PR #377, opened 2023-07-26
pkg/operator/controller/status: 5 minutes of inertia before propagating Degraded=True

wking:
Layering on top of both #375 ~and #376~.

The default DNS resource can go `Degraded=True` when it has insufficient available pods.  But it's possible to have insufficient available pods momentarily and subsequently recover.  For example, while the DaemonSet is rolling out an update, we expect `maxSurge` unavailable pods for the duration of the rollout, which could involve up to 10 (for 10% `maxSurge`) rounds of pods being spun up on the cluster's nodes:

1. DaemonSet bumped.
2. Pod a2 launched on node a, pod b2 launched on node b, etc.
3. Pod a2 goes ready, and the old pod a1 is deleted.
4. Pod c2 launched on node c.
5. Pod b2 goes ready, and the  old pod b1 is deleted.
...
n. Eventually all the new pods are ready.

During that rollout, there are always some unready pods.  But we're still making quick progress and things are happy. 
  However, we could also have:

1. DaemonSet bumped.
2. Pod a2 launched on node a, pod b2 launched on node b, etc.
3. Pod b2 goes ready, and the  old pod b1 is deleted.
4. Pod c2 launched on node c.
...
n. Pod a2 still stuck.

That will have a similar number of unready pods as the happy case, but a2 being stuck for so long is a bad sign, and might deserve admin intervention.  Ideally the DaemonSet controller would be watching individual pods and reporting conditions to let us know if it was concerned about progress or recovery from external disruption.  But [DaemonSet `status` has no conditions today][1].  We could look over the DaemonSet controller's shoulder and watch the pods directly, but that would be a lot of work.  So instead I'm adding a few minutes of inertia here, assuming that if the unready pods quickly resolve, it's unlikely to impact quality-of-service or require admin intervention.  And if the unready pods (or other issue) does not quickly resolve, it is likely to deserve admin intervention (now with some hopefully acceptable additional latency before summoning the admin).

[1]: https://github.com/kubernetes/kubernetes/blob/98358b8ce11b0c1878ae7aa1482668cb7a0b0e23/staging/src/k8s.io/api/apps/v1/types.go#L722

### DIFF
--- a/pkg/operator/controller/status/controller.go
+++ b/pkg/operator/controller/status/controller.go
@@ -4,6 +4,7 @@ import (
 	"context"
 	"fmt"
 	"strings"
+	"time"
 
 	"github.com/google/go-cmp/cmp"
 	"github.com/google/go-cmp/cmp/cmpopts"
@@ -417,7 +418,7 @@ func computeOperatorDegradedCondition(haveDNS bool, dns *operatorv1.DNS) configv
 
 	var degraded bool
 	for _, cond := range dns.Status.Conditions {
-		if cond.Type == operatorv1.OperatorStatusTypeDegraded && cond.Status == operatorv1.ConditionTrue {
+		if cond.Type == operatorv1.OperatorStatusTypeDegraded && cond.Status == operatorv1.ConditionTrue && time.Now().Sub(cond.LastTransitionTime.Time) > 5*time.Minute {
 			degraded = true
 		}
 	}
--- a/pkg/operator/controller/status/controller.go
+++ b/pkg/operator/controller/status/controller.go
@@ -625,13 +625,13 @@ func mergeConditions(conditions []configv1.ClusterOperatorStatusCondition, updat
 		for j, cond := range conditions {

★ ★ ★ ★ ★ ★ ★

## WHAT YOU WILL DO
State, as a bare number, how many lines of the listing hold the word "deleted".

## EXERCISE SOLUTION
3